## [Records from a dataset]
────
PR #730, opened 2025-03-06
Added Markdown component

jbarnsley10:
Added Markdown component to be able to differentiate between Html component and Markdown component
Amended page settings and summary declaration to use Markdown component
NOTE:
1. The Markdown component is available in the old editor
2. I have not updated the forms-runner to handle it yet
3. Currently I have diverted from the screen design by using the term 'Markdown' rather than 'Declaration' in the pages overview. This allows the summary page to be more generic, and potentially have more than one markdown


designer/server/src/__stubs__/form-definition.js
```diff
@@ -255,7 +257,7 @@ export const testFormDefinitionWithExistingGuidance = {
       components: [
         {
           id: '45678',
-          type: ComponentType.Html,
+          type: ComponentType.Markdown,
```
alexluckett, line 260: accident?

mokhld (approved):

davidjamesstone:
This is great Jez :rocket:

PR #743, opened 2025-03-11
Fix 518654: Prevent special characters in component names for condition expressions

mokhld:
## Ticket
https://dev.azure.com/defragovuk/DEFRA-CDP/_workitems/edit/518654

## Problem
Component names containing special characters (like dashes, periods, etc.) were causing condition evaluations to fail. This happened because expr-eval misinterprets these characters as mathematical operators. For example, a component name like "hello-world" is interpreted as "hello minus world".

## Solution
A preventative approach by adding Joi validation to restrict component names to only alphanumeric characters and underscores, thus preventing the problem at the source:

```typescript
name: Joi.when('type', {
  is: Joi.string().valid(
    ComponentType.Details,
    ComponentType.Html,
    ComponentType.InsetText,
    ComponentType.Markdown
  ),
  then: Joi.string()
    .pattern(/^\w+$/)
    .optional(),
  otherwise: Joi.string()
    .pattern(/^\w+$/)
})
```

Essentially ensuring that component names can only contain letters, numbers, and underscores across all component types, preventing expr-eval issues before they arise as an exception will be thrown.

## Alternative Approach
As an alternative, I explored handling special characters using a transformation approach in the forms-runner (see: [DEFRA/forms-runner PR #744](https://github.com/DEFRA/forms-runner/pull/744)) which uses a `safeFieldName` helper function (see commit: https://github.com/DEFRA/forms-designer/pull/743/commits/3a38afe7127ddea334cd155b624ecfd964aa3fcf) to:

1. Transform component names with special characters into safe variable names
2. Create aliases in the evaluation context that contain both the original and transformed names

For example:
- Component name: `hello-world` 
- Becomes in expressions: `_field_hello_world`
- Both variables exist in context: `{"hello-world": "value", "_field_hello_world": "value"}`

Although this approach works and maintains backward compatibility, we've decided that preventing the issue upfront with validation is cleaner and more deterministic however would ultimately require developers using the `name` property to change it.


davidjamesstone (approved):
LGTM Mo.

One thought is if `[a-zA-Z_]+` is better than `\w+`, in case the component name starts with, or is only, digits?.

E.g. `name: "1"` or `name: "1foo"` - does these fail?

mokhld:
> LGTM Mo.
> 
> One thought is if `[a-zA-Z_]+` is better than `\w+`, in case the component name starts with, or is only, digits)?.
> 
> E.g. `name: "1"` or `name: "1foo"` - do these fail?

Thanks @davidjamesstone . I've added two tests for these scenarios and they're passing.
────
## [What needs to be done]
For each line of the entries that contains the word "starts", make a copy.

## [Final answer]
One thought is if `[a-zA-Z_]+` is better than `\w+`, in case the component name starts with, or is only, digits?.
> One thought is if `[a-zA-Z_]+` is better than `\w+`, in case the component name starts with, or is only, digits)?.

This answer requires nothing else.